Stored items from a collection

..........

PR #1376, opened 2022-11-04
Remove v2 migration column compatible changes and fix other duplicate data issues

LalitTurbot:


aws/errors.go
```diff
@@ -5,29 +5,19 @@ import (
...
 
-	"github.com/aws/aws-sdk-go/aws/awserr"
 	"github.com/aws/smithy-go"
 	"github.com/turbot/steampipe-plugin-sdk/v4/plugin"
 )
 
-// isNotFoundError:: function which returns an ErrorPredicate for AWS API calls
-func isNotFoundError(notFoundErrors []string) plugin.ErrorPredicateWithContext {
+// isNotFoundErrorV2:: function which returns an ErrorPredicate for AWS API calls
+func isNotFoundErrorV2(notFoundErrors []string) plugin.ErrorPredicateWithContext {
```
cbruno10, line 13: Do we still need to call this `V2` if there isn't a v1 version anymore?

go.mod
```diff
@@ -3,7 +3,7 @@ module github.com/turbot/steampipe-plugin-aws
 go 1.19
 
 require (
-	github.com/aws/aws-sdk-go v1.44.49
+	github.com/aws/aws-sdk-go v1.44.130
```
cbruno10, line 6: Why are we bumping this version? Is it for support of new endpoints?

cbruno10 (changes requested):
@LalitTurbot Please see comments, thanks!

go.mod
LalitTurbot: > Why are we bumping this version? Is it for support of new endpoints?

Yes, for new endpoints

aws/errors.go
```diff
@@ -5,29 +5,19 @@ import (
...
 	return func(ctx context.Context, d *plugin.QueryData, h *plugin.HydrateData, err error) bool {
 		awsConfig := GetConfig(d.Connection)
 
 		// If the get or list hydrate functions have an overriding IgnoreConfig
 		// defined using the isNotFoundError function, then it should
 		// also check for errors in the "ignore_error_codes" config argument
 		allErrors := append(notFoundErrors, awsConfig.IgnoreErrorCodes...)
-		if awsErr, ok := err.(awserr.Error); ok {
```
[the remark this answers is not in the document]
LalitTurbot: > Do we handle these elsewhere? Same for the removal of code below.

Not now
That was the way to handle to v1 errors

aws/errors.go
LalitTurbot: > Do we still need to call this `V2` if there isn't a v1 version anymore?

No required, I left it because it will lead to changes to so many files.

It can be just find and replace in a single step if we want to do it.

cbruno10 (approved):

..........

## ACTIVITY
Reproduce every entry above without a single alteration.

## RESPONSE TO THIS TASK
PR #1376, opened 2022-11-04
Remove v2 migration column compatible changes and fix other duplicate data issues

LalitTurbot:


aws/errors.go
```diff
@@ -5,29 +5,19 @@ import (
...
 
-	"github.com/aws/aws-sdk-go/aws/awserr"
 	"github.com/aws/smithy-go"
 	"github.com/turbot/steampipe-plugin-sdk/v4/plugin"
 )
 
-// isNotFoundError:: function which returns an ErrorPredicate for AWS API calls
-func isNotFoundError(notFoundErrors []string) plugin.ErrorPredicateWithContext {
+// isNotFoundErrorV2:: function which returns an ErrorPredicate for AWS API calls
+func isNotFoundErrorV2(notFoundErrors []string) plugin.ErrorPredicateWithContext {
```
cbruno10, line 13: Do we still need to call this `V2` if there isn't a v1 version anymore?

go.mod
```diff
@@ -3,7 +3,7 @@ module github.com/turbot/steampipe-plugin-aws
 go 1.19
 
 require (
-	github.com/aws/aws-sdk-go v1.44.49
+	github.com/aws/aws-sdk-go v1.44.130
```
cbruno10, line 6: Why are we bumping this version? Is it for support of new endpoints?

cbruno10 (changes requested):
@LalitTurbot Please see comments, thanks!

go.mod
LalitTurbot: > Why are we bumping this version? Is it for support of new endpoints?

Yes, for new endpoints

aws/errors.go
```diff
@@ -5,29 +5,19 @@ import (
...
 	return func(ctx context.Context, d *plugin.QueryData, h *plugin.HydrateData, err error) bool {
 		awsConfig := GetConfig(d.Connection)
 
 		// If the get or list hydrate functions have an overriding IgnoreConfig
 		// defined using the isNotFoundError function, then it should
 		// also check for errors in the "ignore_error_codes" config argument
 		allErrors := append(notFoundErrors, awsConfig.IgnoreErrorCodes...)
-		if awsErr, ok := err.(awserr.Error); ok {
```
[the remark this answers is not in the document]
LalitTurbot: > Do we handle these elsewhere? Same for the removal of code below.

Not now
That was the way to handle to v1 errors

aws/errors.go
LalitTurbot: > Do we still need to call this `V2` if there isn't a v1 version anymore?

No required, I left it because it will lead to changes to so many files.

It can be just find and replace in a single step if we want to do it.

cbruno10 (approved):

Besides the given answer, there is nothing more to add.